_Problem:_
Please copy out the listing below in full and exactly.

_Study material:_
Issue #491, opened 2019-01-19
portcontrol uses vlan_reconfig_check instead of port_reconfig_check


inphobia:
https://github.com/netdisco/netdisco/blob/master/lib/App/Netdisco/Worker/Plugin/PortControl.pm#L20
https://github.com/netdisco/netdisco/blob/master/lib/App/Netdisco/Worker/Plugin/Power.pm#L22

i think vlan_reconfig_check might be a typo, don't we need port_reconfig_check instead?

it seems this makes port up/down & power control from the webinterface not work.

## Current Behavior

vlanctl config setting influences port power control & port bouncing behaviour.

## Possible Solution

use port_reconfig_check instead of vlan_reconfig_check?

## Steps to Reproduce (for bugs)

1. set vlanctl: false in config
2. try to change poe status of a port

## Your Environment

* Netdisco version used: 2.40.3
* SNMP::Info version used:

PR #492, opened 2019-01-19
fix for #491 (untested)

inphobia:
should be working according to stevenr on irc.

also move 1 sprintf from single to double quotes, else we don't print device i think.


inphobia:
should flatten my forked commit log, most of the commit messages are besides the point.

PR #493, opened 2019-01-25
i think end anchor should be in the if/end clause

inphobia:
if i'm reading the code correctly that is....


ollyg:
well spotted, thanks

_Reply to the exercise:_
Issue #491, opened 2019-01-19
portcontrol uses vlan_reconfig_check instead of port_reconfig_check


inphobia:
https://github.com/netdisco/netdisco/blob/master/lib/App/Netdisco/Worker/Plugin/PortControl.pm#L20
https://github.com/netdisco/netdisco/blob/master/lib/App/Netdisco/Worker/Plugin/Power.pm#L22

i think vlan_reconfig_check might be a typo, don't we need port_reconfig_check instead?

it seems this makes port up/down & power control from the webinterface not work.

## Current Behavior

vlanctl config setting influences port power control & port bouncing behaviour.

## Possible Solution

use port_reconfig_check instead of vlan_reconfig_check?

## Steps to Reproduce (for bugs)

1. set vlanctl: false in config
2. try to change poe status of a port

## Your Environment

* Netdisco version used: 2.40.3
* SNMP::Info version used:

PR #492, opened 2019-01-19
fix for #491 (untested)

inphobia:
should be working according to stevenr on irc.

also move 1 sprintf from single to double quotes, else we don't print device i think.


inphobia:
should flatten my forked commit log, most of the commit messages are besides the point.

PR #493, opened 2019-01-25
i think end anchor should be in the if/end clause

inphobia:
if i'm reading the code correctly that is....


ollyg:
well spotted, thanks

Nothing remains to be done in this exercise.